# Ceramic bulb glowing



## Red123 (Mar 3, 2010)

When I open the viv obviously the pulse stat stops pulsing and the power is increased to the bulb as the temperature drops. If I look at the bottom of the bulb when it is doing this there is an orange glow in a spiral shape. As soon as the temps are reached and the pulse stat starts flashing the glow disappears. Its a 150watt black ceramic bulb on a high range habistat pulse proportional thermostat in a ceramic holder. All new, was purchased as a kit from a member on here. Is this any thing to worry about or is this normal for a high wattage ceramic bulb?

Thanks.


----------



## tonyb12 (Jun 19, 2012)

Red123 said:


> When I open the viv obviously the pulse stat stops pulsing and the power is increased to the bulb as the temperature drops. If I look at the bottom of the bulb when it is doing this there is an orange glow in a spiral shape. As soon as the temps are reached and the pulse stat starts flashing the glow disappears.
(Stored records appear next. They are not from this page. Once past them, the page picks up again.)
PR #5326, opened 2022-05-27
Fix Flaky Shouldafound Tests

spencerdrak:
This PR addresses flakiness in the shouldafound tests by addressing two items:
- We shouldn't rely on the presence or absence of external tooling for testing to pass
- We shouldn't rely on the ordering of parametrized tests to determine what snapshots look like.

PR checklist:

- [x] Changelog is up-to-date

### DIFF
--- a/semgrep/semgrep/commands/shouldafound.py
+++ b/semgrep/semgrep/commands/shouldafound.py
@@ -53,8 +53,9 @@ def shouldafound(
     Report a false negative in this project. "path" should be the file in which you expected the vulnerability to be found.
     """
     if not email:
-        email = _get_git_email()
-        if email is None:
+        try:
+            email = _get_git_email()
+        except subprocess.CalledProcessError:
             click.echo(
                 "Could not parse git email. Please use the --email flag to report this false negative.",
                 err=True,
@@ -93,14 +94,11 @@ def shouldafound(
         sys.exit(2)
 
 
-def _get_git_email() -> Optional[str]:
-    try:
-        email = (
-            subprocess.check_output(["git", "config", "user.email"]).decode().strip()
-        )
-        return email
-    except Exception:
-        return None
+def _get_git_email() -> str:
+    """
+    :raises CalledProcessError: If not in a git environment / email not configured
+    """
+    return subprocess.check_output(["git", "config", "user.email"]).decode().strip()
 
 
 def _make_shouldafound_request(data: JsonObject) -> Optional[str]:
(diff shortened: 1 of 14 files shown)


semgrep/semgrep/commands/shouldafound.py
```diff
@@ -53,13 +53,8 @@ def shouldafound(
...
     if not email:
-        try:
-            email = (
-                subprocess.check_output(["git", "config", "user.email"])
-                .decode()
-                .strip()
-            )
-        except Exception:
+        email = _get_git_email()
+        if email == None:
```
underyx:
```suggestion
        if email is None:
```

underyx (approved):

semgrep/tests/e2e/test_shouldafound.py
```diff
@@ -95,6 +95,8 @@ def test_shouldafound_findings_output(
         "get_no_findings_msg",
         return_value=message,
     )
+    mocker.patch.object(notifications, "possibly_notify_user", return_value=None)
```
underyx:
```suggestion
    mocker.patch.object(scan.notifications, "possibly_notify_user", return_value=None)
```

semgrep/tests/e2e/test_shouldafound.py
```diff
@@ -4,6 +4,7 @@
 import pytest
 from click.testing import CliRunner
 
+from semgrep import notifications
```
underyx:
```suggestion
```

semgrep/semgrep/commands/shouldafound.py
```diff
@@ -98,6 +93,16 @@ def shouldafound(
...
 
 
+def _get_git_email() -> Optional[str]:
+    try:
+        email = (
+            subprocess.check_output(["git", "config", "user.email"]).decode().strip()
+        )
+        return email
+    except Exception:
+        return None
```
nbrahms: What you have definitely works. This may be a bit simpler:

```suggestion
def _get_git_email() -> str:
    ```
    :raises CalledProcessException: If not in a git environment / email not set
    ```
    return subprocess.check_output(["git", "config", "user.email"]).decode().strip()
```

nbrahms (approved):
Just one suggestion

semgrep/semgrep/commands/shouldafound.py
brendongo: @nbrahms do we need extra handling for the exception or is default behavior a nice message

brendongo (approved):

semgrep/semgrep/commands/shouldafound.py
spencerdrak: addressed nathan's suggestion, resolving.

Its a 150watt black ceramic bulb on a high range habistat pulse proportional thermostat in a ceramic holder. All new, was purchased as a kit from a member on here. Is this any thing to worry about or is this normal for a high wattage ceramic bulb?
> 
> Thanks.


I had a quick search and found these threads with the same problem, could be worth looking through: victory:
http://www.reptileforums.co.uk/forums/snakes/845750-black-ceramic-glowing-red.html
http://www.reptileforums.co.uk/forums/snakes/526190-ceramic-bulb-glow.html


----------



## bev336 (May 10, 2007)

Glowing red is not normal below, it usually means one of two things, either the element wire has been cast into the bulb too close to the surface of the bulb or the element wire inside is higher powered than it should be.

There are exceptions to this rule, we make specialised bulbs at 350w, 400w and 500w and these will glow to a small extent. However a normal ceramic manufactured for use in the reptile world should not glow and you will find it will soon fail, possibly taking your thermostat with it, if it is the electronic type.


----------